PR #214, opened 2022-01-06
OCEANWATER 852 - Fix regolith spawning during a grind

AstroStucky:
## Linked Issues:
| EPIC ⚡ | n/a  |
| Jira Ticket 🎟️ | [OCEANWATER-852](https://babelfish.arc.nasa.gov/jira/browse/OCEANWATER-852) |
| Github :octocat:  | # |

## Summary of Changes
**ow_regolith** now requires that the scoop end-effector's bottom faces downward before regolith will spawn in the scoop as the result of a visual terrain modification. This will ensure deep grinds won't result in regolith.

## Test
In interest of saving time: @Samahu feel free to just review code. @mikedalal feel free to just perform the test.
1. Launch `atacama_y1a`
2. Call a grind action, and set the depth parameter to at least `0.15`, which will cause a deep enough grind to modify the visual terrain. Here's an example command that keeps other variables default 
```./grind_action_client.py 1.65 0.0 0.15```
3. Open the Models dropdown box in the left sidebar in Gazebo, and watch it during the grind to ensure no `reoglith_#` models are spawned.
4. Call a dig action that follows the trench previously made, and ensure `regolith_#` models spawn.

### DIFF
--- a/ow_regolith/include/RegolithSpawner.h
+++ b/ow_regolith/include/RegolithSpawner.h
@@ -93,8 +93,8 @@ private:
   double m_spawn_threshold;
   // Gazebo link name of the scoop particles will spawn in
   std::string m_scoop_link_name;
-  // a vector that describes the forward direction of the scoop
-  tf::Vector3 m_scoop_forward;
+  // vectors that describe the forward and down direction of the scoop
+  tf::Vector3 m_scoop_forward, m_scoop_down;
   // an offset relative to the scoop's frame where regolith will be spawned
   tf::Vector3 m_scoop_spawn_offset;
 
--- a/ow_regolith/include/RegolithSpawner.h
+++ b/ow_regolith/include/RegolithSpawner.h
@@ -25,7 +25,7 @@ public:
   RegolithSpawner()  = delete;
   ~RegolithSpawner() = default;
   RegolithSpawner(const RegolithSpawner&) = delete;
-  RegolithSpawner& operator=(const RegolithSpawner&) = default;
+  RegolithSpawner& operator=(const RegolithSpawner&) = delete;
 
   RegolithSpawner(ros::NodeHandle* nh);
 
@@ -91,12 +91,6 @@ private:
 
   // regolith will spawn once this amount of volume is displaced
   double m_spawn_threshold;
-  // Gazebo link name of the scoop particles will spawn in
-  std::string m_scoop_link_name;
-  // vectors that describe the forward and down direction of the scoop
-  tf::Vector3 m_scoop_forward, m_scoop_down;
-  // an offset relative to the scoop's frame where regolith will be spawned
-  tf::Vector3 m_scoop_spawn_offset;
 
   // regolith model that spawns in the scoop when digging occurs
   std::string m_model_uri;
--- a/ow_regolith/src/RegolithSpawner.cpp
+++ b/ow_regolith/src/RegolithSpawner.cpp
@@ -69,6 +69,14 @@ const static std::string TOPIC_DIG_LINEAR_RESULT     = "/DigLinear/result";
 const static std::string TOPIC_DIG_CIRCULAR_RESULT   = "/DigCircular/result";
 const static std::string TOPIC_DELIVER_RESULT        = "/Deliver/result";
 
+// constants specific to the scoop end-effector
+const static std::string scoop_link_name  = "lander::l_scoop_tip";
+const static Vector3 scoop_forward        = Vector3(1.0, 0.0, 0.0);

..........

### To do
What lines hold the string "deep"? Pick them out of the data.

### Completed exercise
**ow_regolith** now requires that the scoop end-effector's bottom faces downward before regolith will spawn in the scoop as the result of a visual terrain modification. This will ensure deep grinds won't result in regolith.
2. Call a grind action, and set the depth parameter to at least `0.15`, which will cause a deep enough grind to modify the visual terrain. Here's an example command that keeps other variables default 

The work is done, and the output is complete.